WHAT IS EXPECTED. Find the line with "I think we can" and the line with "I just made" in the entries below; output exactly those two lines, every line between them, and no others.

DATA SECTION.
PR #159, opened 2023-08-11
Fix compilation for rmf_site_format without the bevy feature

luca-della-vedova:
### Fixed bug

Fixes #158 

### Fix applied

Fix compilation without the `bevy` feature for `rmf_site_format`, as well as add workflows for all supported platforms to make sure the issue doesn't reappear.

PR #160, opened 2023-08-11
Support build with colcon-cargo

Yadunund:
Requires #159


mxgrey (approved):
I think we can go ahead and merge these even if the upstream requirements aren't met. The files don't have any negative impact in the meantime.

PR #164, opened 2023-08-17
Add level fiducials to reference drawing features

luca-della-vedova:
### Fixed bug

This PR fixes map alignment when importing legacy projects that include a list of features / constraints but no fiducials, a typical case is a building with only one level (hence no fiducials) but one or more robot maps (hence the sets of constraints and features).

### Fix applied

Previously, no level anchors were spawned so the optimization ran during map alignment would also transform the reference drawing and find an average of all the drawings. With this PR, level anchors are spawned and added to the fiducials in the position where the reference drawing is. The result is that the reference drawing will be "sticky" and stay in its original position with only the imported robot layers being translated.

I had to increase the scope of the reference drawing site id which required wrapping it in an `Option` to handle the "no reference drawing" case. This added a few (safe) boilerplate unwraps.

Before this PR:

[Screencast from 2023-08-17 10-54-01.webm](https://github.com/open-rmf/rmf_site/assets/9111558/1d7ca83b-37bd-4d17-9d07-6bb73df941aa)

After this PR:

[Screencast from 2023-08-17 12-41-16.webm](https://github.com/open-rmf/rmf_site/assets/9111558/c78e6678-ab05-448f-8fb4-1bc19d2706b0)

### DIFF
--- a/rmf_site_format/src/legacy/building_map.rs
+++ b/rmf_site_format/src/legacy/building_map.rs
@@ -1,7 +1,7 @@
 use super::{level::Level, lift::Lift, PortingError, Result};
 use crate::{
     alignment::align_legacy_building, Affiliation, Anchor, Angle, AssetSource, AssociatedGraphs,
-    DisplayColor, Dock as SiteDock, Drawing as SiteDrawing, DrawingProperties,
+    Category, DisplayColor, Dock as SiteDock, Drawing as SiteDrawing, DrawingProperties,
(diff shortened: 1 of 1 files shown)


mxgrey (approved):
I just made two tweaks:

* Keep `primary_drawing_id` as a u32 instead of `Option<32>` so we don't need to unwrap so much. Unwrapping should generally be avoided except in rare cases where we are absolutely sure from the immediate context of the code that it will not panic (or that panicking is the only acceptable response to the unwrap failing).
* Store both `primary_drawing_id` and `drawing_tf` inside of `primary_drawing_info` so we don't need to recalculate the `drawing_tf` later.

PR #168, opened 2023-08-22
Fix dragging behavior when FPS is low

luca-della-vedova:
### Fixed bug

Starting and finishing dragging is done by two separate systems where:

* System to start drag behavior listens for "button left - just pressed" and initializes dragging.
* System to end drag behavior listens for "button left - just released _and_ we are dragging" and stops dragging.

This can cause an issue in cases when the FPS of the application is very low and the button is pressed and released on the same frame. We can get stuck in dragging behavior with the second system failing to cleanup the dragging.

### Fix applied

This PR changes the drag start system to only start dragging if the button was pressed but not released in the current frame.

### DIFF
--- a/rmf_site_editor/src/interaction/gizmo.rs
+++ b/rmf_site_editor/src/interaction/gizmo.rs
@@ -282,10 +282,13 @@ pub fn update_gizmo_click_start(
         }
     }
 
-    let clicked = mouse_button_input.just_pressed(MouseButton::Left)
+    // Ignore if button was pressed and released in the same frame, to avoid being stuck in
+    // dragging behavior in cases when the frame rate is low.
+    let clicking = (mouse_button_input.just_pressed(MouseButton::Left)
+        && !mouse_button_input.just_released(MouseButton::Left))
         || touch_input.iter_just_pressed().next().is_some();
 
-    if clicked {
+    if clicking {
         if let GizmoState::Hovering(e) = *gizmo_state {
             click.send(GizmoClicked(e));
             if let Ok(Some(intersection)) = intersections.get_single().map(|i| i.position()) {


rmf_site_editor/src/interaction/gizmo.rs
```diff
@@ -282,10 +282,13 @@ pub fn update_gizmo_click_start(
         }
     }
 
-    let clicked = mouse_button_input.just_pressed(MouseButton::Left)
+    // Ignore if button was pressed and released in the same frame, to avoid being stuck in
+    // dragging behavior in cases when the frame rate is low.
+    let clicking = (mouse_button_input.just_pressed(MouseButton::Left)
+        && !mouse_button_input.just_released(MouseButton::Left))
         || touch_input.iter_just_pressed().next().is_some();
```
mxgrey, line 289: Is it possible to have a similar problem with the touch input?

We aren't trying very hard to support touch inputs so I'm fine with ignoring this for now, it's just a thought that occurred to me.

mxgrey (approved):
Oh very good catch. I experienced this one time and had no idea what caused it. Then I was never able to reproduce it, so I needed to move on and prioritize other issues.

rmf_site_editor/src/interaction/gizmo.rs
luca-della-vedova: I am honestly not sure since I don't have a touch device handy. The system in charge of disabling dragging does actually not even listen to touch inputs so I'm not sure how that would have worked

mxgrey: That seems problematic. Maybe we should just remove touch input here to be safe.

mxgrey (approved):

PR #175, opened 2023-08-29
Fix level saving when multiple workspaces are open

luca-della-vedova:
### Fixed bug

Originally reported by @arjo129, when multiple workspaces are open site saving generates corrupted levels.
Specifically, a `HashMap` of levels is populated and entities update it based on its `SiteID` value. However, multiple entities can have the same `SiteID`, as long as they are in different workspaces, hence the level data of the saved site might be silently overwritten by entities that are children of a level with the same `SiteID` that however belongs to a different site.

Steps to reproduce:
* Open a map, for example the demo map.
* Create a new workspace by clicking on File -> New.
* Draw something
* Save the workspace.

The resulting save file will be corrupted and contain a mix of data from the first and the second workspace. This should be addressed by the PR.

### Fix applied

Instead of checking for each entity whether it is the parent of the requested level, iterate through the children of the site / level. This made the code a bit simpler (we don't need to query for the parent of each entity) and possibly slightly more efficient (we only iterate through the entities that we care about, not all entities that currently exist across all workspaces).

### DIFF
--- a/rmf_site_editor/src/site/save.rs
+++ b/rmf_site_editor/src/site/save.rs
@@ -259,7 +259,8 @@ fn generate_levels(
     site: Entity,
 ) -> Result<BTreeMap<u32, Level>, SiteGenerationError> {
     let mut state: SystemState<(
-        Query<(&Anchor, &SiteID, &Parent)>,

TASK SOLUTION.
I think we can go ahead and merge these even if the upstream requirements aren't met. The files don't have any negative impact in the meantime.

PR #164, opened 2023-08-17
Add level fiducials to reference drawing features

luca-della-vedova:
### Fixed bug

This PR fixes map alignment when importing legacy projects that include a list of features / constraints but no fiducials, a typical case is a building with only one level (hence no fiducials) but one or more robot maps (hence the sets of constraints and features).

### Fix applied

Previously, no level anchors were spawned so the optimization ran during map alignment would also transform the reference drawing and find an average of all the drawings. With this PR, level anchors are spawned and added to the fiducials in the position where the reference drawing is. The result is that the reference drawing will be "sticky" and stay in its original position with only the imported robot layers being translated.

I had to increase the scope of the reference drawing site id which required wrapping it in an `Option` to handle the "no reference drawing" case. This added a few (safe) boilerplate unwraps.

Before this PR:

[Screencast from 2023-08-17 10-54-01.webm](https://github.com/open-rmf/rmf_site/assets/9111558/1d7ca83b-37bd-4d17-9d07-6bb73df941aa)

After this PR:

[Screencast from 2023-08-17 12-41-16.webm](https://github.com/open-rmf/rmf_site/assets/9111558/c78e6678-ab05-448f-8fb4-1bc19d2706b0)

### DIFF
--- a/rmf_site_format/src/legacy/building_map.rs
+++ b/rmf_site_format/src/legacy/building_map.rs
@@ -1,7 +1,7 @@
 use super::{level::Level, lift::Lift, PortingError, Result};
 use crate::{
     alignment::align_legacy_building, Affiliation, Anchor, Angle, AssetSource, AssociatedGraphs,
-    DisplayColor, Dock as SiteDock, Drawing as SiteDrawing, DrawingProperties,
+    Category, DisplayColor, Dock as SiteDock, Drawing as SiteDrawing, DrawingProperties,
(diff shortened: 1 of 1 files shown)


mxgrey (approved):
I just made two tweaks:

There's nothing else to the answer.